The men were given orders to march to the City Hotel while their baggage, which consisted of a company mess chest and some boxes of company property, was loaded. Later that day, the company was organized at the hotel. A standard complement of officers and non-commissioned officers for a company of infantry included one captain, two lieutenants, one orderly sergeant, four duty sergeants, and four corporals. The sergeant-major was in charge of requesting the rations, ammunition, arms, and other camp equipment.
Camp Walker was located at the highest level of land, only a few feet above sea level, in New Orleans. Here the Confederate soldiers encountered swamps filled with drainage from the city and puddles of water and black soli. Three thousand men were stationed in the mile and a half enclosed area. A question of how sanitary water and adequate food was to be acquired ran through the soldiers' minds that day. The company's supplies included twenty tents, eighty-six bed sacks, ten camp kettles, twenty-two mess-pans, and twelve water-pails. The men could not leave the camp during the day without a pass and it was almost impossible to receive permission to leave at night. Later on the company was given orders to head west and landed in Arkansas.
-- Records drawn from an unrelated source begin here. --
PR #1383, opened 2024-06-11
Rule Test JSON 16-5

jugonzal07:
Added rule test for 16-5


yunjoonjung-PNNL:
Hi Juan,

This is great! A few comments are
1) the case (c) falls into ```undetermined``` because ```baseline``` doesn't have the ```cab_lighting_multiplier_schedule``` key. 
2) Could you add test cases for not applicable?

yunjoonjung-PNNL:
Juan,
Thanks for the update. However, for the not applicable case (c), I believe we should check the following 3 scenarios  ,rather than checking whether the ```cab_ventilation_fan_multiplier_schedule``` key exists.
i.	When the ```elevator_p``` doesn't exist
ii.	When the ```elevator_b``` doesn't exist
iii.	When the ```elevator_b``` is an empty list

jugonzal07:
Thanks Yun Joon, sorry I goofed this one. I belive I cannot provide suggestion `iii` as it violates the schema.

jugonzal07:
Updated.

yunjoonjung-PNNL:
Thank you Juan. Looks great!

yunjoonjung-PNNL (approved):

PR #1393, opened 2024-06-25
Rule test 1-3 calculation update

jugonzal07:
Fix for section 1-3 calculations.


weilixu:
The updates in this PR conflicts with the updates in #1391
#1391 json test are updated by @JacksonJ-KC. @jugonzal07 & @JacksonJ-KC , please coordinate to make sure the spreadsheet has no conflict.

JacksonJ-KC:
@jugonzal07 and @weilixu I have been making updates directly to the version of the spreadsheet on OneDrive. The updates that I made should make the tests easier to understand as I used more realistic numbers for the PBP, BBP, BBREC, BBUEC: which are in units of annual energy cost (so they should not be in the range of 0-3 but rather in the tens/hundreds of thousands).

weilixu:
issue resolved in another PR. Close this now.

The Confederate government provided each soldier a yearly sum for the expense of his uniform. Each company decided on their uniform, many uniforms consisted of a gray woolen frock coat with trousers and a blue cap. A large number of guns and cannons were reused from the Mexican War in 1846. Brass guns, once belonging to the Mexican and Spanish governments, were recast into modern field pieces. At the beginning of the war, the manufacture of field artillery was located in New Orleans. The factories and businesses in New Orleans provided the Confederate Army with much of its supplies during the early period of the war.